The data presented in this paper showed that the wetting behavior of the prepared samples followed the film regime model. According to the film regime model, the apparent contact angle of the nanocomposite hybrid coating is dominated by the intrinsic angle of the prepared coatings, which is determined by the surface energy of each species of the multicomponent system, rather than the surface roughness. Although superhydrophilicity requires a combination of surface roughness and chemistry, the high surface energy of the silica plays more important role leading to superhydrophilicity in our system. In principle, a further improved wettability can be expected for even higher silica content coatings. However, for the coatings with silica content (>95%) in dry state, durability and coatability could be an issue due to the lack of binder.

The Performance Analysis of the Films

The cold fog test was performed to assess the antifog performance of the coatings [6,22]. The images in the humidity chamber for the fog evaluation are shown in Figure 9. The coated glass (b) successfully prevents fog formation, while the uncoated bare glass (a) area is fogged.

Another test conducted to assess antifog performance of the coatings was the boiling test [24,27]. The coated and uncoated glass samples placed on a Petri dish containing hot water is seen in Figure 10. The coated area prevented fog formation and allowed the letters to be easily seen by the naked eye. The uncoated area was fogged and resulted in a loss of visual clarity by restricting the light transmission.

The transparency of the coatings was measured in the visible light spectrum range (400–700 nm) which can be seen in Figure 11. The increase in particle loading sharply improved the coating transparency. The coatings having particle loading 84 vol. % and above showed good transparency (>85% transmission).
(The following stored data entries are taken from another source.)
PR #94, opened 2023-02-21
Support "Processing" condition on SNR

mshitrit:
[ECOPROJECT-1198](https://issues.redhat.com//browse/ECOPROJECT-1198)


controllers/selfnoderemediation_controller.go
```diff
@@ -164,8 +181,51 @@ func (r *SelfNodeRemediationReconciler) Reconcile(ctx context.Context, req ctrl.
 	return result, r.updateSnrStatusLastError(snr, err)
 }
 
+func (r *SelfNodeRemediationReconciler) updateSnrProcessingCondition(reason processingChangeReason, snr *v1alpha1.SelfNodeRemediation, isPatchDone bool) error {
```
clobrano, line 184: The signature of this function makes it a bit cryptic when used. I need to look at its definition to know why it's `updateSnrProcessingCondition(..., true)` or `updateSnrProcessingCondition(..., false)`.
It seems it's doing two things: update the processing condition AND (sometimes) patching SNR status, what do you think about having `updateSnrProcessingCondition` and `updateSnrProcessingConditionAndPatch` which calls the first internally?

clobrano: Also, the `DeepCopy` is always done regardless it needs to patch or not.

mshitrit: TBH I don't have a strong preference but I see your  point.
I think that if going in that direction a nicer solution would be just to separate the patch from the status change.
let me know if you are ok with this change.

controllers/selfnoderemediation_controller.go
```diff
@@ -142,7 +152,22 @@ func (r *SelfNodeRemediationReconciler) Reconcile(ctx context.Context, req ctrl.
...
-		return ctrl.Result{}, nil
+		org := snr.DeepCopy()
+		if err := r.updateSnrProcessingCondition(remediationTerminatedByNHC, snr); err != nil {
+			return ctrl.Result{}, err
+		}
+		return ctrl.Result{}, r.patchSnrStatus(snr, org)
+	}
+
+	//In case snr is being deleted there is no remediation in process
+	if !r.isFencingCompleted(snr) {
```
slintes, line 163: I think this is the wrong place for setting the condition to true. There are some checks following, which will prevent an actual remediation. IMHO the condition should be set to true when at the place where we set the finalizer, and in all other cases to false. That would ensure that NHC tries the next remediation quickly. WDYT?

controllers/selfnoderemediation_controller.go
```diff
@@ -142,7 +152,22 @@ func (r *SelfNodeRemediationReconciler) Reconcile(ctx context.Context, req ctrl.
 
 	if r.isStoppedByNHC(snr) {
 		r.logger.Info("SNR remediation was stopped by Node Healthcheck")
-		return ctrl.Result{}, nil
+		org := snr.DeepCopy()
+		if err := r.updateSnrProcessingCondition(remediationTerminatedByNHC, snr); err != nil {
+			return ctrl.Result{}, err
+		}
+		return ctrl.Result{}, r.patchSnrStatus(snr, org)
```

Interfacial adhesion of the coatings was analyzed by the tape test, which is widely used to study coating adhesion [67]. Adhesion is considered a critical test for coating durability and is used to determine how well the coating adheres to the substrate. ASTM D3359 defines the ratings which vary from 0B to 5B, with 5B being the highest rating for tape test durability [68,69]. In this work, the formulated coatings showed a 4B-5B adhesion level until 91 vol. % particle loading as shown in

Table 6. Adhesion level of the coatings by tape test.
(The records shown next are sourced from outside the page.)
PR #96, opened 2023-03-05
increase the minimum batch size

mshitrit:
Followup PR for [this](https://github.com/medik8s/self-node-remediation/pull/91#pullrequestreview-1317265132) comment.
increase the minimum number of worker nodes in each batch from 1 to 3 in order to reduce timeout in clusters with low number of worker nodes.

### DIFF
--- a/pkg/reboot/calculator.go
+++ b/pkg/reboot/calculator.go
@@ -98,7 +98,7 @@ func (s *safeTimeCalculator) calcNumOfBatches() int {
 
 	var numberOfBatches int
 	switch {
-	//high number of workers we need max batches (for example 53 nodes will be done in 11 batches -> 1 * 3 + 10 * 5 )
+	//high number of workers: we need max batches (for example 53 nodes will be done in 11 batches -> 1 * 3 + 10 * 5 )
 	case workerNodesCount > maxNumberOfBatches*MinNodesNumberInBatch:
 		numberOfBatches = maxNumberOfBatches
 	//there are few enough nodes to use the min batch (for example 20 nodes will be done in 7 batches -> 1 * 3 +  6 * 3 )
--- a/pkg/reboot/calculator.go
+++ b/pkg/reboot/calculator.go
@@ -19,8 +19,8 @@ import (
 
 const (
 	MaxTimeForNoPeersResponse = 30 * time.Second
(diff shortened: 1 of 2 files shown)


pkg/reboot/calculator.go
```diff
@@ -19,8 +19,8 @@ import (
 
 const (
 	MaxTimeForNoPeersResponse = 30 * time.Second
-	NodesNumberInFirstBatch = 3
-	MaxBatchesAfterFirst    = 10
+	MinNodesNumberInBatch     = 3
+	MaxBatchesAfterFirst      = 10
```
razo7, line 23: `MaxBatchesAfterFirst`? After first batch? I don't understand the variable name. 
Can it just be `MaxBatches`?

pkg/reboot/calculator.go
```diff
@@ -98,16 +98,15 @@ func (s *safeTimeCalculator) calcNumOfBatches() int {
 
 	var numberOfBatches int
 	switch {
-	// 3 workers of first batch + 10% for each batch
-	case workerNodesCount >= MaxBatchesAfterFirst+NodesNumberInFirstBatch:
+	//high number of workers we need max batches (for example 53 nodes will be done in 11 batches -> 1 * 3 + 10 * 5 )
```
razo7, line 101: `high number of workers we need max batches` -> `for high number of workers we need max batches`

pkg/reboot/calculator.go
mshitrit: First batch is always of 3 nodes. this parameter refers to the number of batches that follow the first one.
For example for 53 nodes we'd have 1 batch of 3 nodes and 10 more batches of 5 nodes each, so a total of 53 nodes in 11 batches .

pkg/reboot/calculator.go
clobrano: I'd also rephrase this a little, or even just `high number of workers: we need max batches`

beekhof:
/lgtm

looking forward to the follow up that increases it further :)

clobrano:
/lgtm

/hold

mshitrit:
4.13 passed, overriding flaky tests
/override ci/prow/4.11-openshift-e2e 
/override ci/prow/4.12-openshift-e2e 
/unhold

Particle Loading (% vol.)	Adhesion
37	4B-5B
53	4B-5B
70	4B-5B
77	4B-5B
84	4B-5B
91	3B-4B

. The optical microscope images of the coatings before and after the adhesion test are given in Figure S5. The superhydrophilic coatings remained intact after the tape test and indicated proper adhesion between the coating and the substrate.

4. Conclusions

Superhydrophilic thin film coatings composed of silica NPs and PAA were prepared by a simple dip coating method and the relationship between the particle loading and wetting characteristics was studied. Contact-angle results showed that an increase in particle loading decreased the WCA. Superhydrophilic behavior was seen above 53 vol. % particle loading. The FTIR spectrum of the coatings did not indicate the formation of new bonds. The superhydrophilic coatings showed good interfacial adhesion, as well as consistent morphology. SEM images showed that higher particle loadings resulted in better packing. AFM analysis revealed that the coating surface was composed of nano roughness that contributes to the surface hydrophilicity. Increasing the particle loading decreased the roughness factor value. The superhydrophilicity of the coating was attributed to the presence of hydrophilic functional groups and nano-scale roughness. Based on this work, for the formulated coatings, the film regime was found to be the dominant regime describing the wetting behavior. The antifogging tests, including cold fog and boiling tests, showed that the superhydrophilic coatings successfully prevented the development of fog and can provide coatings that prevent loss of visual clarity for a variety of applications.